Lateral cutaneous nerve of thigh

The course of the lateral cutaneous nerve of the thigh is very variable.

It arises from the dorsal branches of L 2 and L3.

It crosses the iliacus muscle deep to its fascia, crosses the deep circumflex iliac artery and enters the anterior region of the thigh by passing under, through, or above the inguinal ligament.

Generally it enters the thigh 1cm medial to the ASIS under the inguinal ligament.

  • Type A - overlies the iliac crest 4%.

  • Type B - ensheathed by the inguinal ligament 27%.

  • Type C - ensheathed by the tendinous origin of the sartorius 23%.

  • Type D - deep to the inguinal ligament and medial to the sartorius 26%

  • Type E, it is positioned medially on top of the iliopsoas 20%. (Aszmann)

Grothaus found it entered the thigh through an opening 36 ± 20 mm (range, 6–73 mm) medial to the ASIS under the inguinal ligament.

 

Grothaus

In about 30% of the cases, the nerve divides before crossing the inguinal ligament.

The nerve then proceeds laterally and crosses the lateral border of sartorius at a variable distance from the ASIS.

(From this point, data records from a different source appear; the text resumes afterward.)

PR #202, opened 2018-07-18
Change the name of the S3 key to force reload

sihil:
A bit of a hack that allowed us to force out a new version of the lambda to all the stacks in the stack set (by virtue of changing the s3 key).

There is another PR (https://github.com/guardian/amigo/pull/201) that should solve this properly but for the time being this let us fix a bug.

Note that the proposed riff-raff.yaml doesn't deal with dependencies quite as you expect as each stack/region combination does its own dependency resolution and Riff-Raff doesn't support dependencies across stacks.


jacobwinch:
Minor point: we've changed the S3 key not the lambda name (the PR title and description don't currently agree!)

PR #203, opened 2018-07-18
Automatically deploy AMIgo cloudformation at deploy time

sihil:
The world is much better when your deploy matches up with the cloudformation. Since the CFN template for AMIgo is in the codebase we should definitely deploy it automatically.


sihil:
This also works.

PR #204, opened 2018-07-18
Run packer with /tmp as the working directory so it can write to it

sihil:
When in debug mode packer needs to run in a directory it can write to in order to output the private key for the instance it is building. This should do the trick. Hopefully it won't break anything else 🤞


sihil:
Have tested this - works as expected.

PR #215, opened 2018-08-09
Fix creation of kong dir

tomrf1:
I'm not sure why this stopped working, but adding this step fixes the issue in CODE


ajwl:
👍  confusing.. but glad it works.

Generally it crosses the lateral border of sartorius 2.2cm to 11.3cm distal to the ASIS.

 

 

Crenshaw recommends identifying the nerve as it passes over the sartorius, 2.5 cm distal to the ASIS, and retracting it medially during anterior approaches to the hip.

 

The LFCN splits into anterior and posterior divisions.

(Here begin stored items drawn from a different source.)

PR #403, opened 2021-01-12
Add endpoint to list bake usages

philmcmahon:
## What does this change?
This adds a /bakeUsages endpoint to list all the bakes in AMIgo that are currently in use. One use for this would be to fetch package lists for all bakes currently in use.

As part of this changed I've added some tests for the messty string manipulation bits of the package list work
## How to test
I've tested this on CODE but it's not easy to test locally or on CODE as no locally or CODE baked images are 'in use' so you might have  to take my word for it

The endpoint works, and gets used at some point. 

## Images

Screenshot 2021-01-12 at 12 09 25

### DIFF
--- a/conf/routes
+++ b/conf/routes
@@ -39,7 +39,7 @@ GET     /recipes/:recipeId/bakes/:buildNumber           controllers.BakeControll
 GET     /recipes/:recipeId/bakes/:buildNumber/packages  controllers.BakeController.bakePackages(recipeId: RecipeId, buildNumber: Int)
 GET     /recipes/:recipeId/bakes/:buildNumber/events    controllers.BakeController.bakeEvents(recipeId: models.RecipeId, buildNumber: Int)
 
-GET     /bakeUsages                 controllers.BakeController.allBakeUsages
+GET     /bake-usages                 controllers.BakeController.allBakeUsages
 
 # Healthcheck
 GET     /healthcheck                controllers.RootController.healthcheck
--- a/conf/routes
+++ b/conf/routes
@@ -39,6 +39,8 @@ GET     /recipes/:recipeId/bakes/:buildNumber           controllers.BakeControll
 GET     /recipes/:recipeId/bakes/:buildNumber/packages  controllers.BakeController.bakePackages(recipeId: RecipeId, buildNumber: Int)
 GET     /recipes/:recipeId/bakes/:buildNumber/events    controllers.BakeController.bakeEvents(recipeId: models.RecipeId, buildNumber: Int)
 
+GET     /bakeUsages                 controllers.BakeController.allBakeUsages
+
 # Healthcheck
 GET     /healthcheck                controllers.RootController.healthcheck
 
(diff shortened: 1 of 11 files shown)


jacobwinch:
> This adds a /bakeUsages endpoint to list all the bakes in AMIgo that are currently in use.

I think we'd normally build AMI-auditing functionality into AMIable, rather than AMIgo. Is there a particular reason that we've decided to build this into AMIgo in this case?

conf/routes
```diff
@@ -39,6 +39,8 @@ GET     /recipes/:recipeId/bakes/:buildNumber           controllers.BakeControll
 GET     /recipes/:recipeId/bakes/:buildNumber/packages  controllers.BakeController.bakePackages(recipeId: RecipeId, buildNumber: Int)
 GET     /recipes/:recipeId/bakes/:buildNumber/events    controllers.BakeController.bakeEvents(recipeId: models.RecipeId, buildNumber: Int)
 
+GET     /bakeUsages                 controllers.BakeController.allBakeUsages
```
jacobwinch, line 42: Minor: I think this should be `bake-usages` (to fit with the convention used elsewhere in this file e.g.`base-images`)

test/data/PackageListTest.scala
```diff
@@ -0,0 +1,23 @@
+package data
+
+import models.{BakeId, RecipeId}
+import org.scalatest.{FlatSpec, Matchers}
+
+class PackageListTest extends FlatSpec with Matchers {
```
jacobwinch, line 6: 💯

test/models/BakeIdTest.scala
```diff
@@ -0,0 +1,16 @@
...
+class BakeIdTest extends FlatSpec with Matchers {
+
+  "toFilename" should "produce expected filename" in {
+    val bakeId = BakeId(RecipeId("puking-pastilles"), 1)
+    BakeId.toFilename(bakeId) should be ("puking-pastilles--1.txt")
+  }
+
+  "toMetadata" should "produce valid metadata" in {
+    val bakeId = BakeId(RecipeId("nosebleed-nougat"), 1)
+    BakeId.toMetadata(bakeId) should be ("Recipe=nosebleed-nougat,BuildNumber=1")
```
jacobwinch, line 13: Tremendous test data Strings @philmcmahon  ⚡

jacobwinch (approved):

philmcmahon:
> > This adds a /bakeUsages endpoint to list all the bakes in AMIgo that are currently in use.
> 
> I think we'd normally build AMI-auditing functionality into AMIable, rather than AMIgo. Is there a particular reason that we've decided to build this into AMIgo in this case?

There's no strong reason. My thought was that AMIable deals with all our AMIs whereas the intention here is just to list AMIs that AMIgo built, so it's reasonable to put the endpoint in AMIgo. 

The *actual* reason was that it was a fair bit easier doing it here than in AMIable!

PR #524, opened 2021-01-13
Add some min lengths for IDs

sihil:
## What does this change?
There is currently no check on whether an ID for a new (or cloned) base image or recipe has characters in it. The quickest solution is to add a minlength to the form.
 
## How to test

Try to create or clone a recipe with no name.

Better errors than a unknown exception explosion.


philmcmahon (approved):

katebee (approved):
👍  cheers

Each penetrates the fascia lata several centimeters below the ASIS.

The anterior branch innervates the area from the anterior thigh to the knee.

The posterior branch supplies the lateral thigh up to the level of the greater trochanter.

 

Iatrogenic Meralgia Paresthetica

Can occur during

  • Anterior approach to the hip

  • Acetabular fracture surgery

  • Pelvic osteotomies

  • Bone-graft harvesting from the iliac crest

  • Bariatric surgery

  • Laparoscopic hernia repair.

Treatment

Nonoperative

  • Nonsteroidal anti-inflammatories

  • Looser clothing

  • Steroid injection

Resolution of symptoms generally occurs within 3 months.

Persistent symptoms may necessitate surgical intervention.


Surgical options

  • Neurolysis only.

  • Neurolysis and transposition of the LFCN.

  • Transection with excision of a portion of the LFCN. (probably best option)


 

References

Crenshaw AH: Surgical Approaches: Hip. In Crenshaw AH (ed).
Campbell’s Operative Orthopaedics. Ed 8. St Louis, Mosby Year Book 58–71, 1992.

Grothaus MC, Holt M, Mekhail AO, Ebraheim NA, Yeasting RA; Lateral femoral cutaneous nerve: an anatomic study. Clin Orthop Relat Res. 2005 Aug;(437):164-8

Aszmann OC, Dellon ES, Dellon AL: Anatomical course of the lateral femoral cutaneous nerve and its susceptibility to compression and injury. Plast Reconstr Surg 1997;100:600–604

Mark G. Grossman, Stephen A. Ducey, Scott S. Nadler, and Andrew S. Levy; Meralgia Paresthetica: Diagnosis and Treatment; J. Am. Acad. Ortho. Surg., September/October 2001; 9: 336 - 344.